What Am I doing wrong on this deal???

Here is my problem,

I am looking at a 6 unit MF investment,

Current monthly rent is $2,300.00.

This property is worth 112k, this is county appraisal, This is possibly 15% low.

I can pick this property up around 89k

This is my problem, I am figuring this with the 2% rule,

112k x 2% is $2,240.00, so this is a good deal. But I cant get the numbers to work if I want 100 per unit.

89k @ 7.9% = $845 mo.

2300 / 2 = 1150 - 305 cash flow.

So I dont know what I am doing wrong here. This property will cash flow, but I cant get the numbers to work out to 100 dollars per unit.

Any advice would be great.

Thanks

One way could be to make some upgrades and raise the rent with 50$ per unit, this would give you the extra 300 per unit…

Not sure what it looks like though. If you are picking it up at 89 it sounds like a great deal, providing it does not need any repairs.

If it needs any major repairs you might need to pick it up cheaper then 89

Just my 2 cents…

Your assuming that you have to get $100 a unit. Why? The rent for your place is roughly $400/unit. You want 25% cash flow? Unless you really have a sweet deal, 25% cash flow won’t happen unless you have a real low mortgage payment in relation to rent receipts.

While many people start looking at per unit cash flow, it depends on the market. Some areas $100/ unit is high. For others, $100/unit is very low. In some areas investors won’t look at a deal unless it makes at least $100 a unit, or $250 a unit. In other places $50 a unit is fantastic. Part of it depends on the over all numbers. If you buy a 20-unit for $5,000,000 then $100/unit is very weak. But that is not what you are looking at. You are looking at an $89k, 6-unit. Different numbers, different circumstances, and a positive CF of $305 is nice.

I know a lot of people who would kill to get a 13.26 positive cash flow. That equates into a great investment, assuming all of your due diligence shows that the building and all of the rental contracts/tenants are good.

As far as the county appraisal - I would put almost no stock in it. The best way to determine the value of the property is to check out the rental rates for similar apartments in the area you are buying in. Are the rates for the apartments at market? A little high? A little low? At market, you have a good investment. Above market, I would be worried (the seller might be playing games with the numbers or the rental contracts to pump up the value). Or they me be a little low. If they are low, you have a potential home run!

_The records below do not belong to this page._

PR #3, opened 2023-01-05
Create initial version of library

litt3:
There are 2 main parts to this cryptography repo:
1. An interface between java and rust, to be able to access the crypto implementation in the [zk crypto BLS library](https://github.com/zkcrypto/bls12_381)
    - The rust side of the interface can be found in the `hedera-bls-rust-jni` module of this repository
    - The java side of the interface can be found in the file `BLS12381Bindings` in the `hedera-bls-api` module
    - The `LibraryLoader` class is responsible for loading the rust library in, and setting up the bindings
2. A set of java objects representing the BLS cryptographic primitives, in the `hedera-bls-api` module
    - these objects call into the java/rust interface to perform their function

For some context behind the cryptographic primitives implemented here and their supported operations, see [this section](https://www.notion.so/swirldslabs/BLS-9c9339ee83b441268fe11931b429e58f#956e7ad045f146ce93397137eede3ae9) of the BLS notion doc


lpetrovic05:
Can you give a bit more context, I'm not sure what I'm reviewing

litt3:
FYI - The `LibraryLoader` class is rather unpolished at the moment. I'm holding off putting a ton of time into that until we're further along in the build pipeline effort, since it seems possible that things could change about how we are loading the native library.

.idea/google-java-format.xml
```diff
@@ -0,0 +1,6 @@
+<?xml version="1.0" encoding="UTF-8"?>
```
lpetrovic05: I think we should use the same setup we do for other repos. Best to talk to @nathanklick about this

lpetrovic05:
It doesn't seem like we should have jars in the repo

hedera-bls-api/src/main/java/com/hedera/platform/bls/BLS12381BilinearMap.java
```diff
@@ -0,0 +1,117 @@
...
+ * See the License for the specific language governing permissions and
+ * limitations under the License.
+ */
+package com.hedera.platform.bls;
+
+/** A bilinear map in the BLS 12-381 family of curves */
+public final class BLS12381BilinearMap implements BilinearMap {
+    /** {@inheritDoc} */
+    @Override
+    public Field getField() {
```
lpetrovic05: I don't think that methods that create new instances should start with `get`, its against the java convention

hedera-bls-api/src/main/java/com/hedera/platform/bls/BLS12381BilinearMap.java
```diff
@@ -0,0 +1,117 @@
...
+            final GroupElement keyElement2) {
+
+        if (signatureElement1 == null
+                || keyElement1 == null
+                || signatureElement2 == null
+                || keyElement2 == null) {
+            throw new IllegalArgumentException("all arguments must be valid");
+        }
+
+        return BLS12381Bindings.comparePairing(
```
lpetrovic05: blind casting, we should cast with `instanceof` and throw an appropriate exception if the type is not correct

hedera-bls-api/src/main/java/com/hedera/platform/bls/BLS12381BilinearMap.java
```diff
@@ -0,0 +1,117 @@
...
+            final GroupElement signatureElement1,
+            final GroupElement keyElement1,
+            final GroupElement signatureElement2,
+            final GroupElement keyElement2) {
+
+        if (signatureElement1 == null
+                || keyElement1 == null
+                || signatureElement2 == null
+                || keyElement2 == null) {
+            throw new IllegalArgumentException("all arguments must be valid");
```
lpetrovic05: not a very informative message, it should say that an argument must not be null

hedera-bls-api/src/main/java/com/hedera/platform/bls/BLS12381BilinearMap.java
```diff
@@ -0,0 +1,117 @@
...
+    public boolean equals(final Object o) {
+        if (this == o) {
+            return true;
+        }
+
+        if (o == null) {
+            return false;
+        }
+
+        return getClass() == o.getClass();
```
lpetrovic05: only comparing if its the same class? why?

hedera-bls-api/src/main/java/com/hedera/platform/bls/BLS12381Exception.java
```diff
@@ -0,0 +1,49 @@
...
+        errorCodeMap.put(4, "InputLength");
+    }
+
+    /**
+     * Constructor
+     *
+     * @param functionName the name of the library function where the error occurred
+     * @param errorCode the error code that was returned
+     */
+    public BLS12381Exception(final String functionName, final int errorCode) {
```
lpetrovic05: better to use an enum if the error codes are limited

hedera-bls-api/src/main/java/com/hedera/platform/bls/Field.java
```diff
@@ -0,0 +1,71 @@
...
+
+/** Interface representing a generic field */
+public interface Field {
+    /**
+     * Creates a new field element from a long
+     *
+     * @param inputLong the long to use to create the field element
+     * @return the new field element
+     */
+    FieldElement elementFromLong(final long inputLong);
```
lpetrovic05: wouldn't it make more sense to have these methods that generate fields in a separate interface? atm, this interface represents a field, as well as a field factory

litt3: These methods are actually generating field *elements*, as opposed to fields.

Essentially, the `Field` class is a `FieldElement` factory

.idea/google-java-format.xml
litt3: Nathan committed this file - I'm not sure if it was intended to be temporary, but I know he still has outstanding TODOs before this repo is ready for release. I'll make sure the formatting is considered before that :+1:

hedera-bls-api/src/main/java/com/hedera/platform/bls/BLS12381BilinearMap.java
litt3: @lpetrovic05 is the preferred style to have a separate check for each argument, so that the error message can specify *which* parameter was null? Or is it preferred to check them all in 1 block (like the current check), but with a better error message?

lpetrovic05: In platform we use a check per argument:
```
	/**
	 * Throw an {@link IllegalArgumentException} if the supplied argument is {@code null}.
	 *
	 * @param arg
	 * 		the argument checked
	 * @param argName
	 * 		the name of the argument
	 */
	public static <T> T throwArgNull(final T arg, final String argName) {
		if (arg == null) {
			throw new IllegalArgumentException(
					String.format(
							"The supplied argument '%s' cannot be null!",
							argName
					)
			);
		}
		return arg;
	}
```

hedera-bls-api/src/main/java/com/hedera/platform/bls/Field.java
lpetrovic05: ok, got it. can the javadoc of the class explain this?

litt3:
> It doesn't seem like we should have jars in the repo

There is only `gradle-wrapper.jar`, which also exists in platform. I'm assuming therefore that it's required? @nathanklick can you clarify?

hedera-bls-api/src/main/java/com/hedera/platform/bls/BLS12381BilinearMap.java
litt3: Added static member variables to hold these objects, instead of creating new instances each call

hedera-bls-api/src/main/java/com/hedera/platform/bls/BLS12381BilinearMap.java
litt3: Fixed

hedera-bls-api/src/main/java/com/hedera/platform/bls/Field.java
litt3: Added

hedera-bls-api/src/main/java/com/hedera/platform/bls/BLS12381Exception.java
litt3: The issue I see with this is that rust can't return a java enum - which means we would need one of the two following strategies to do an `integer to enum` conversion:

1. Create an `errorEnumFromInteger` function, which would have to be manually updated with each change to the enum
2. Create a static `ErrorCode` enum array, set at construction via `enum.values()`.
    - Doing this would require us to check error code index when constructing an exception object (which is fine, but a bit messier)

Let me know which of these options you prefer, or if you had something else in mind

hedera-bls-api/src/main/java/com/hedera/platform/bls/BLS12381BilinearMap.java
litt3: Since the only member variables of this class are static, it isn't possible that 2 valid instances will *not* be equal

.idea/google-java-format.xml
lpetrovic05: @nathanklick pinging you again

hedera-bls-api/src/main/java/com/hedera/platform/bls/BLS12381BilinearMap.java
lpetrovic05: In that case, do we even need an `equals` and `hashCode`?

lpetrovic05: Will we ever be using them?

hedera-bls-api/src/main/java/com/hedera/platform/bls/BLS12381Exception.java
lpetrovic05: lets leave it as is, i don't want to complicate things unnecessarily

hedera-bls-api/src/main/java/com/hedera/platform/bls/BLS12381Field.java
```diff
@@ -0,0 +1,128 @@
...
+    /** Length of a byte array representing a field element */
+    public static final int ELEMENT_BYTE_SIZE = 32;
+
+    /** {@inheritDoc} */
+    @Override
+    public FieldElement elementFromLong(final long inputLong) {
+        final byte[] output = new byte[ELEMENT_BYTE_SIZE];
+
+        final int errorCode;
+        if ((errorCode = BLS12381Bindings.newScalarFromLong(inputLong, output)) != 0) {
```
lpetrovic05: `0` should be a constant

hedera-bls-api/src/main/java/com/hedera/platform/bls/BLS12381Field.java
```diff
@@ -0,0 +1,128 @@
...
+    }
+
+    /** {@inheritDoc} */
+    @Override
+    public int getSeedSize() {
+        return SEED_SIZE;
+    }
+
+    @Override
+    public boolean equals(final Object o) {
```
lpetrovic05: if these `equals` & `hashCode` methods are not needed, better to remove them I think

hedera-bls-api/src/main/java/com/hedera/platform/bls/BLS12381BilinearMap.java
```diff
@@ -0,0 +1,129 @@
...
+ * Unless required by applicable law or agreed to in writing, software
+ * distributed under the License is distributed on an "AS IS" BASIS,
+ * WITHOUT WARRANTIES OR CONDITIONS OF ANY KIND, either express or implied.
+ * See the License for the specific language governing permissions and
+ * limitations under the License.
+ */
+package com.hedera.platform.bls;
+
+/** A bilinear map in the BLS 12-381 family of curves */
+public final class BLS12381BilinearMap implements BilinearMap {
```
lpetrovic05: If every instance of this class will always be the same, we should make it a singleton

hedera-bls-api/src/main/java/com/hedera/platform/bls/LibraryLoader.java
```diff
@@ -0,0 +1,357 @@
...
+ * @see <a
+ *     href="http://adamheinrich.com/blog/2012/how-to-load-native-jni-library-from-jar">http://adamheinrich
+ *     .com/blog/2012/how-to-load-native-jni-library-from-jar</a>
+ * @see <a
+ *     href="https://github.com/adamheinrich/native-utils">https://github.com/adamheinrich/native-utils</a>
+ */
+public final class LibraryLoader {
+    private static final String LIBRARY_NAME = "libhedera_bls_jni";
+
+    private final Logger logger = LogManager.getLogger(LibraryLoader.class);
```
lpetrovic05: a logger should be static

hedera-bls-api/src/main/java/com/hedera/platform/bls/LibraryLoader.java
```diff
@@ -0,0 +1,357 @@
...
+
+    /**
+     * Loads library from the current JAR archive and registers the native methods of the provided
+     * class. The library will be loaded at most once.
+     *
+     * <p>The file from JAR is copied into system temporary directory and then loaded. The temporary
+     * file is deleted after exiting.
+     */
+    public void loadBundledLibrary(final Class<?> clazz) throws IOException {
```
lpetrovic05: I think all of these methods should be static

hedera-bls-api/src/main/java/com/hedera/platform/bls/LibraryLoader.java
```diff
@@ -0,0 +1,357 @@
...
+     *     one.
+     * @return The file or directory that was requested.
+     * @throws IOException Could not find requested file.
+     */
+    private File getFileFromFileSystem(final Path relativePath, final File outputDirectory)
+            throws IOException, URISyntaxException {
+
+        final URL url =
+                ResourceLoader.class.getResource(
+                        prefixStringWithSlashIfNotAlready(relativePath.toString()));
```
lpetrovic05: if it starts with a slash, then its an absolute path, right? then there is a method like `Path.toAbsolute()` that should sort it out. also, this would not work on windows

hedera-bls-api/src/main/java/com/hedera/platform/bls/LibraryLoader.java
```diff
@@ -0,0 +1,357 @@
...
+ * https://github.com/terl/lazysodium-java/blob/master/src/main/java/com/goterl/lazysodium/utils/LibraryLoader.java
+ * </a>
+ *
+ * @see <a
+ *     href="http://adamheinrich.com/blog/2012/how-to-load-native-jni-library-from-jar">http://adamheinrich
+ *     .com/blog/2012/how-to-load-native-jni-library-from-jar</a>
+ * @see <a
+ *     href="https://github.com/adamheinrich/native-utils">https://github.com/adamheinrich/native-utils</a>
+ */
+public final class LibraryLoader {
```
lpetrovic05: are there any unit tests for this class?

hedera-bls-api/src/main/java/com/hedera/platform/bls/LibraryLoader.java
```diff
@@ -0,0 +1,357 @@
...
+
+    /**
+     * Copies a file into a temporary directory regardless of if it is in a JAR or not.
+     *
+     * @param relativePath A relative path to a file or directory, relative to the resources folder.
+     * @return The file or directory you want to load.
+     * @throws IOException If at any point processing of the resource file fails.
+     * @throws URISyntaxException If resource file cannot be found
+     */
+    public File copyToTempDirectory(Path relativePath, Class<?> outsideClass)
```
lpetrovic05: should this be public?

hedera-bls-api/src/main/java/com/hedera/platform/bls/BLS12381Group1.java
```diff
@@ -0,0 +1,149 @@
...
+
+    /** {@inheritDoc} */
+    @Override
+    public GroupElement batchMultiply(final Collection<GroupElement> elements) {
+        if (elements.isEmpty()) {
+            throw new IllegalArgumentException("Empty collection is invalid");
+        }
+
+        if (elements.contains(null)) {
+            throw new IllegalArgumentException("invalid element in collection");
```
poulok:
```suggestion
            throw new IllegalArgumentException("invalid element (null) in collection");
```

hedera-bls-api/src/main/java/com/hedera/platform/bls/GroupElement.java
```diff
@@ -0,0 +1,84 @@
...
+ * Unless required by applicable law or agreed to in writing, software
+ * distributed under the License is distributed on an "AS IS" BASIS,
+ * WITHOUT WARRANTIES OR CONDITIONS OF ANY KIND, either express or implied.
+ * See the License for the specific language governing permissions and
+ * limitations under the License.
+ */
+package com.hedera.platform.bls;
+
+/** Interface representing a cryptographic group element */
+public interface GroupElement {
```
poulok: It seems like it would be better to parameterize the `GroupElement` and `FieldElement` interfaces since the implementing classes do a lot of type checking.

`FieldElement<T extends FieldElement>` and make the interface methods accept `T`

`GroupElement<R extends GroupElement, T extends FieldElement>` and use `R` and `T` in the methods as appropriate.

But maybe you tried this and it made other interfaces too complicated?

litt3: It used to be implemented this way, but it got quite complicated, such that many common types were carrying around 4+ generics.

I personally think the type checking in the implementing classes was worth the overall reduction in complexity, though I probably could be persuaded otherwise

hedera-bls-api/src/main/java/com/hedera/platform/bls/LibraryLoadingException.java
```diff
@@ -0,0 +1,24 @@
...
+ * WITHOUT WARRANTIES OR CONDITIONS OF ANY KIND, either express or implied.
+ * See the License for the specific language governing permissions and
+ * limitations under the License.
+ */
+package com.hedera.platform.bls;
+
+/** Indicates a failure to load the required library. */
+public class LibraryLoadingException extends RuntimeException {
+
+    public LibraryLoadingException(String message) {
```
poulok:
```suggestion
    public LibraryLoadingException(final String message) {
```

hedera-bls-api/src/main/java/com/hedera/platform/bls/Utils.java
```diff
@@ -0,0 +1,40 @@
...
+ * WITHOUT WARRANTIES OR CONDITIONS OF ANY KIND, either express or implied.
+ * See the License for the specific language governing permissions and
+ * limitations under the License.
+ */
+package com.hedera.platform.bls;
+
+import java.security.MessageDigest;
+import java.security.NoSuchAlgorithmException;
+
+public class Utils {
```
poulok:
```suggestion
public final class Utils {
```

hedera-bls-api/src/main/java/com/hedera/platform/bls/GroupElement.java
poulok: good enough reason for me to leave it as is

hedera-bls-api/src/main/java/com/hedera/platform/bls/BLS12381Field.java
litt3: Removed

Things like the 2% rule and a set amount for unit are only screening tools. You have to look at the details to see.

<<This property is worth 112k, this is county appraisal, This is possibly 15% low.>>

If you are going to be an investor, get this out of your head!!! See a priest and get an exorcism! What the propertry is WORTH and what the county TAX APPRAISAL is are in now way tied to one another! They may be exactly the same, they may be off a little, or they may be off dramatically, but know that they are derived differently and they don’t necessarily correlate!

Keith

maybe i am crazy and if so i will get over it but from what i read you said…
mtg payment = $845 a mth
present rents = $2300 a mth

in the lil small town of 6 million i live in called houston that leaves $1455 (minus exp. & maint)

that IMO (possibly crazy one) is a pretty good deal especially if you can do this deal without putting a huge down payment on it… maybe 5% with a seller 2nd of 5% would make it a bang up deal!

Also as one poster said, NEVER look at the tax districts estimate as an indicator of value as it is NEVER right IMO. That said, multi family properties are valued based on the cash they generate!

txshortsaleking,

Throughout the United States, operating expenses run 45% to 50% of the gross rents. Therefore, with gross rents of $2,300 per month, the operating expenses would be $1,150 and the NOI would be $1,150. $1,150 - $845 = $305, which is too low in my opinion for a 6 unit.

TxNoobInvestor,

You aren’t doing anything wrong. You just need to figure out what price you can pay to get the $100 per unit per month cash flow. I don’t know where you came up with your mortgage numbers. I just closed on 11 units on Friday with a commercial loan and the rate was 7.25%. If you could get the purchase price down to $89K with a 30 year term and 7.25% interest, the mortgage payment would be $607. That gets you very close to the $100 per unit per month you’re looking for. $82,000 would just about do it!!!

Good Luck,

Mike

Mike,

Loan term is 15 years @ 7.9% this is with a small local back. I can get a secondary loan @ 6.2% for 15 years, But I kinda wanted to keep everything with the bank.

Thanks

Mike,

Forgot to add that the bank will not go more then 15 years on investment property for some reason. I might need to look into another bank.